HOW TO COMPLETE THIS TASK -> Repeat the whole listing exactly.

RECORDS ->
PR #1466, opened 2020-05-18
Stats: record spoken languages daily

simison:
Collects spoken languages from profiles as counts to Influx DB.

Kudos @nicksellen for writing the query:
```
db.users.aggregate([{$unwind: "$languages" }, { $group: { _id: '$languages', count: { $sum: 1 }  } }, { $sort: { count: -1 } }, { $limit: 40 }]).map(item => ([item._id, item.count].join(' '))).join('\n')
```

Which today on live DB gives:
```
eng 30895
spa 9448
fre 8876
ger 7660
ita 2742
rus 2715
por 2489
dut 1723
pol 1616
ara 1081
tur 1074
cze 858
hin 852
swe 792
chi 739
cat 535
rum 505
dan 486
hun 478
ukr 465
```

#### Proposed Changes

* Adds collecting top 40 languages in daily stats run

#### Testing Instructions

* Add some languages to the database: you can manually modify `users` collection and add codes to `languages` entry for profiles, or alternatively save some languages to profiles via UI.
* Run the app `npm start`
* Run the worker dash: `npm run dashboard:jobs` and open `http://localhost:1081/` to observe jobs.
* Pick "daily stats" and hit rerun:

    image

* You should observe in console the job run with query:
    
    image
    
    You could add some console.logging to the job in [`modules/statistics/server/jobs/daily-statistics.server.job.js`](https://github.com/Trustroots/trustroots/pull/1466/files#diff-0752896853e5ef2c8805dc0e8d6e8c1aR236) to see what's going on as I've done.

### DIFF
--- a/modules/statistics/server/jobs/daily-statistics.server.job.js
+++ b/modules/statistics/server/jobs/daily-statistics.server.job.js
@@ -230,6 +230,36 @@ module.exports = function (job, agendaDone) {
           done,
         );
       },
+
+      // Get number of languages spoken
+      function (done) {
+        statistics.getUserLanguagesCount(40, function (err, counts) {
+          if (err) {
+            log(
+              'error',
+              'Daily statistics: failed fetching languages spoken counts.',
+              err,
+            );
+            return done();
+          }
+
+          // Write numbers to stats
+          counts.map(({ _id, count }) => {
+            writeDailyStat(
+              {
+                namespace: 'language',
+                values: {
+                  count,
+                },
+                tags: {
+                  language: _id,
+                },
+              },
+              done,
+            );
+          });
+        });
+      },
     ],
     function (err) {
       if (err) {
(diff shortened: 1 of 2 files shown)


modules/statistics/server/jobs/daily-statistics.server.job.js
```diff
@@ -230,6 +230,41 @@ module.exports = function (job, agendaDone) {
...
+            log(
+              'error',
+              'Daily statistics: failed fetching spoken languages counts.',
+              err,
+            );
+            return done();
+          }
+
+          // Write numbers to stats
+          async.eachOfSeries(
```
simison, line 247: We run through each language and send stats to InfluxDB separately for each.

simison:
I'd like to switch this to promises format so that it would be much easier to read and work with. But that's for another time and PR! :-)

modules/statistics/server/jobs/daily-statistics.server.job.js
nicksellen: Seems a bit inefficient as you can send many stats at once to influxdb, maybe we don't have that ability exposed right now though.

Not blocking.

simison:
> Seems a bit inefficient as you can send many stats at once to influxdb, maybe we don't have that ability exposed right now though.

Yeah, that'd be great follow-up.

TASK ANSWER ->
PR #1466, opened 2020-05-18
Stats: record spoken languages daily

simison:
Collects spoken languages from profiles as counts to Influx DB.

Kudos @nicksellen for writing the query:
```
db.users.aggregate([{$unwind: "$languages" }, { $group: { _id: '$languages', count: { $sum: 1 }  } }, { $sort: { count: -1 } }, { $limit: 40 }]).map(item => ([item._id, item.count].join(' '))).join('\n')
```

Which today on live DB gives:
```
eng 30895
spa 9448
fre 8876
ger 7660
ita 2742
rus 2715
por 2489
dut 1723
pol 1616
ara 1081
tur 1074
cze 858
hin 852
swe 792
chi 739
cat 535
rum 505
dan 486
hun 478
ukr 465
```

#### Proposed Changes

* Adds collecting top 40 languages in daily stats run

#### Testing Instructions

* Add some languages to the database: you can manually modify `users` collection and add codes to `languages` entry for profiles, or alternatively save some languages to profiles via UI.
* Run the app `npm start`
* Run the worker dash: `npm run dashboard:jobs` and open `http://localhost:1081/` to observe jobs.
* Pick "daily stats" and hit rerun:

    image

* You should observe in console the job run with query:
    
    image
    
    You could add some console.logging to the job in [`modules/statistics/server/jobs/daily-statistics.server.job.js`](https://github.com/Trustroots/trustroots/pull/1466/files#diff-0752896853e5ef2c8805dc0e8d6e8c1aR236) to see what's going on as I've done.

### DIFF
--- a/modules/statistics/server/jobs/daily-statistics.server.job.js
+++ b/modules/statistics/server/jobs/daily-statistics.server.job.js
@@ -230,6 +230,36 @@ module.exports = function (job, agendaDone) {
           done,
         );
       },
+
+      // Get number of languages spoken
+      function (done) {
+        statistics.getUserLanguagesCount(40, function (err, counts) {
+          if (err) {
+            log(
+              'error',
+              'Daily statistics: failed fetching languages spoken counts.',
+              err,
+            );
+            return done();
+          }
+
+          // Write numbers to stats
+          counts.map(({ _id, count }) => {
+            writeDailyStat(
+              {
+                namespace: 'language',
+                values: {
+                  count,
+                },
+                tags: {
+                  language: _id,
+                },
+              },
+              done,
+            );
+          });
+        });
+      },
     ],
     function (err) {
       if (err) {
(diff shortened: 1 of 2 files shown)


modules/statistics/server/jobs/daily-statistics.server.job.js
```diff
@@ -230,6 +230,41 @@ module.exports = function (job, agendaDone) {
...
+            log(
+              'error',
+              'Daily statistics: failed fetching spoken languages counts.',
+              err,
+            );
+            return done();
+          }
+
+          // Write numbers to stats
+          async.eachOfSeries(
```
simison, line 247: We run through each language and send stats to InfluxDB separately for each.

simison:
I'd like to switch this to promises format so that it would be much easier to read and work with. But that's for another time and PR! :-)

modules/statistics/server/jobs/daily-statistics.server.job.js
nicksellen: Seems a bit inefficient as you can send many stats at once to influxdb, maybe we don't have that ability exposed right now though.

Not blocking.

simison:
> Seems a bit inefficient as you can send many stats at once to influxdb, maybe we don't have that ability exposed right now though.

Yeah, that'd be great follow-up.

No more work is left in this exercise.